__MATERIAL FOR THE TASK__
——————————
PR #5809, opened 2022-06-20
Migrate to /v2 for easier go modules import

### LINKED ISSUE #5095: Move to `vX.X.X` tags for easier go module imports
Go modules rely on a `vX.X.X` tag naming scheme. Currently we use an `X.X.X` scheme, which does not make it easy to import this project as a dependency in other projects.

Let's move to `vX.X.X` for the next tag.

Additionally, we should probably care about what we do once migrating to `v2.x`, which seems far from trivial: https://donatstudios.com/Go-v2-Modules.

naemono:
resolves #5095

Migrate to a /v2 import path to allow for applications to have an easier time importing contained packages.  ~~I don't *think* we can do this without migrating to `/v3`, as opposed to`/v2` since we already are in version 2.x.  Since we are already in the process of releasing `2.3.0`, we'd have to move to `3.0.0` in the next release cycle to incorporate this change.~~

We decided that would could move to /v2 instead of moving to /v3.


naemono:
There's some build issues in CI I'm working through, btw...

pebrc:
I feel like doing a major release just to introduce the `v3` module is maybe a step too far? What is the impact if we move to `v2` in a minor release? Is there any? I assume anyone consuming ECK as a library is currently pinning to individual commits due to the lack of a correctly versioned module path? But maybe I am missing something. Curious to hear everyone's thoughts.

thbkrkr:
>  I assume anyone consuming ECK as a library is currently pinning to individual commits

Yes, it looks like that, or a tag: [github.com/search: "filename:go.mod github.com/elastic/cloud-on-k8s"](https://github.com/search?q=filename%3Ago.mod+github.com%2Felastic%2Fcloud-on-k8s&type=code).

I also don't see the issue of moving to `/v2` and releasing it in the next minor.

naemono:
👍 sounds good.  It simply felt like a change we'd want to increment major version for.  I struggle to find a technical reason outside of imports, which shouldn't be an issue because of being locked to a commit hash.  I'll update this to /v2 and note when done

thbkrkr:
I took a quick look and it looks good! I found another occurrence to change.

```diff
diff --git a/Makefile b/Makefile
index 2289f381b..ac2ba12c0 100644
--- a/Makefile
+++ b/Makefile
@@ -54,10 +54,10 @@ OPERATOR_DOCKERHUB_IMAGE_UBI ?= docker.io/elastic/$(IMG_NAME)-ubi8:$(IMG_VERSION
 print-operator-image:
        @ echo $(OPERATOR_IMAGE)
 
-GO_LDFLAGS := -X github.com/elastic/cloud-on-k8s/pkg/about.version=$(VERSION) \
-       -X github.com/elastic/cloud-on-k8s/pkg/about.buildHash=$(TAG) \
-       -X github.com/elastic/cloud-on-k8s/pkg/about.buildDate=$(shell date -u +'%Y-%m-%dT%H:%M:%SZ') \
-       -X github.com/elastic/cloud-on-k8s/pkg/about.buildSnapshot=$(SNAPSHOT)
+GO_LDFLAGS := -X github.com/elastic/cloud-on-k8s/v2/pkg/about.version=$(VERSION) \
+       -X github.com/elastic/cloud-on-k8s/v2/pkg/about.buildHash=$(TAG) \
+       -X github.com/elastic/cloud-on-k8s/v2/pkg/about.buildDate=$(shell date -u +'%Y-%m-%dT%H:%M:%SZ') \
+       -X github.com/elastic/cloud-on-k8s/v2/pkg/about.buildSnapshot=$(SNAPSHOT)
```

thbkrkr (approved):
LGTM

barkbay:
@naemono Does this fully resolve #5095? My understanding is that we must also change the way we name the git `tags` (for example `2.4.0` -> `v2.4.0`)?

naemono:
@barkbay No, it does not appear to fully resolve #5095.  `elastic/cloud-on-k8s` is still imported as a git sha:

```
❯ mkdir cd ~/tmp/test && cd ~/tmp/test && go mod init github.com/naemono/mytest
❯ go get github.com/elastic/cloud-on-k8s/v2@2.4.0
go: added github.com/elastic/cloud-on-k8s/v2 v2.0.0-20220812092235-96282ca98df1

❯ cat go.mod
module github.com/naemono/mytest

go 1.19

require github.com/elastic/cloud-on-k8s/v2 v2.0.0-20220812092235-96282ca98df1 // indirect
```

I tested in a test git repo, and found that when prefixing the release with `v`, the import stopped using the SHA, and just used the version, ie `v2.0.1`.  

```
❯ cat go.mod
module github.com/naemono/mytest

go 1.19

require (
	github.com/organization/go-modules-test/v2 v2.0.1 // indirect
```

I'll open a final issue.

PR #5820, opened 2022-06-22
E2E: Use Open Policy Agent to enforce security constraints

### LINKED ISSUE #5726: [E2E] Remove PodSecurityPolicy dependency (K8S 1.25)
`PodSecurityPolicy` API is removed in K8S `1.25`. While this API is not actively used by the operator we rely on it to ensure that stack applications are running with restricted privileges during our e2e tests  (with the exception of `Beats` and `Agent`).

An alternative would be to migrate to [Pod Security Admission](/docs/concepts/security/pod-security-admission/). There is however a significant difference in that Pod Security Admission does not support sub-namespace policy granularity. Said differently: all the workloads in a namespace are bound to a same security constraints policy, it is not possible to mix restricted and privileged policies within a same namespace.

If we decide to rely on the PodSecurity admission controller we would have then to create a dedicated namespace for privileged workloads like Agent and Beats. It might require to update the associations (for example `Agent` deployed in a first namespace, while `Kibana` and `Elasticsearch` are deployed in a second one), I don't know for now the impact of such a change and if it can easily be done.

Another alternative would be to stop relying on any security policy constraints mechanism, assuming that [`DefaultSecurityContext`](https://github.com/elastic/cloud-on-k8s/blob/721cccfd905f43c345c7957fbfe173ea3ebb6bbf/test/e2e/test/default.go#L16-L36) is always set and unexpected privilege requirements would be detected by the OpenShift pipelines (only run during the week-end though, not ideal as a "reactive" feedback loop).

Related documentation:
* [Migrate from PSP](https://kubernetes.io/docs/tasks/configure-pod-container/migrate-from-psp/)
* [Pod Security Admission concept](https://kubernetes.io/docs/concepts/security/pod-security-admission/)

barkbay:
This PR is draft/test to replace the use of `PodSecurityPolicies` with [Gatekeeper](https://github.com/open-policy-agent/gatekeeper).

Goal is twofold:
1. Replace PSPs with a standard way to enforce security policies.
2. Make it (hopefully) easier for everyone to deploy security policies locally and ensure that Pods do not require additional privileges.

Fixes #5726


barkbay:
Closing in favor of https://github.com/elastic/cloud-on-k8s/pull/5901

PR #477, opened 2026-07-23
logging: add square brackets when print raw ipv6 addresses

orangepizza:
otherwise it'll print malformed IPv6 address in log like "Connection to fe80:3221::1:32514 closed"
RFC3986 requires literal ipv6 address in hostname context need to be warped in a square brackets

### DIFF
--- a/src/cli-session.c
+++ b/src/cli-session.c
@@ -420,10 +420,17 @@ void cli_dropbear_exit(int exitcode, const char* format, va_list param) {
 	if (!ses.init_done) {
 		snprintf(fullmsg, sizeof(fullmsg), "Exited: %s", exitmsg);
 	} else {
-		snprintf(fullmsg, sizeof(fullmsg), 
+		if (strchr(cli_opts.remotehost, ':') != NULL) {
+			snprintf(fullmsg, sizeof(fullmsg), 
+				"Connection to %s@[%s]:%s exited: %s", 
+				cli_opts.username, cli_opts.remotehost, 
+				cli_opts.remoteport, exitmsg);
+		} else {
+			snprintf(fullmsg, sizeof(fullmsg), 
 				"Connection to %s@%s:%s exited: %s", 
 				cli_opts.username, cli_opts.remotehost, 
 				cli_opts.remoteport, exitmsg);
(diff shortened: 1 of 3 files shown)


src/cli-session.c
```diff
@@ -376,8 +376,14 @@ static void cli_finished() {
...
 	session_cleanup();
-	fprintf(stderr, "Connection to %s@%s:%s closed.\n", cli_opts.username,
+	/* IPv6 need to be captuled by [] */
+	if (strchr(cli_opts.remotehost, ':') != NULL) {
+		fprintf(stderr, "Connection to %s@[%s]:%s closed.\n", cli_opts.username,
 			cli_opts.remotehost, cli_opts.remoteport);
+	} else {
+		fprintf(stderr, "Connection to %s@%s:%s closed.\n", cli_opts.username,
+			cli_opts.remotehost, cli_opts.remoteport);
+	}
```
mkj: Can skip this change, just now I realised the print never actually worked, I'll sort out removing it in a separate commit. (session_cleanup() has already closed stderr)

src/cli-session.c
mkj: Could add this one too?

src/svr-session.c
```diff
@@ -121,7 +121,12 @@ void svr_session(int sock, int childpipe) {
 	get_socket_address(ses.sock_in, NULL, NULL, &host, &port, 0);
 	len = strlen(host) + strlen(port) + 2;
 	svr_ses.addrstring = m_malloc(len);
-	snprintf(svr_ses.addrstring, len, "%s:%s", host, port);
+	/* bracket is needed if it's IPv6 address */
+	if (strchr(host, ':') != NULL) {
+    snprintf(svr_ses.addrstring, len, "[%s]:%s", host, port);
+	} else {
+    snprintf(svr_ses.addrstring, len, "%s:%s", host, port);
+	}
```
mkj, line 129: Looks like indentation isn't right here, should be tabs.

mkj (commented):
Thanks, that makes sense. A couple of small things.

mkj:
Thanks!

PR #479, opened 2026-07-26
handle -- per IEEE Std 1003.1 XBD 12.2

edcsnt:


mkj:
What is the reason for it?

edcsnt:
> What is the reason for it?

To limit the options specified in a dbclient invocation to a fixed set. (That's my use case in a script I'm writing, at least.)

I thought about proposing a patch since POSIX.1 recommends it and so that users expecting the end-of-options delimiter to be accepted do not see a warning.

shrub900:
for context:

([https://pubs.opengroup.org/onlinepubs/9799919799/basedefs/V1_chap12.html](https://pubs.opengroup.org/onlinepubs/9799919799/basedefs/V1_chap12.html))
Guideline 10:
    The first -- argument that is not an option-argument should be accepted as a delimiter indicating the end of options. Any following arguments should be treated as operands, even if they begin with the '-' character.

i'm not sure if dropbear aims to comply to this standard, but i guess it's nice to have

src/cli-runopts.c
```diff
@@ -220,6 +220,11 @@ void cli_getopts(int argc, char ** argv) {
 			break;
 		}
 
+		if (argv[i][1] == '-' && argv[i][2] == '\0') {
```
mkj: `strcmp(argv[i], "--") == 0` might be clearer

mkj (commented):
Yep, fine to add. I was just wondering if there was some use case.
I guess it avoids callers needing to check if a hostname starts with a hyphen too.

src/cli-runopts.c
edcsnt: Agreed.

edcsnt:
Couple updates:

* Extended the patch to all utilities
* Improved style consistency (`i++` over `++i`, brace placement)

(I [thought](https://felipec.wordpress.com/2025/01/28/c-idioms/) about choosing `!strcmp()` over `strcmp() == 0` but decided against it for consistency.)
——————————
Would you filter the records and copy out each line containing "fullmsg"?

__ANSWER BELOW__
 		snprintf(fullmsg, sizeof(fullmsg), "Exited: %s", exitmsg);
-		snprintf(fullmsg, sizeof(fullmsg), 
+			snprintf(fullmsg, sizeof(fullmsg), 
+			snprintf(fullmsg, sizeof(fullmsg), 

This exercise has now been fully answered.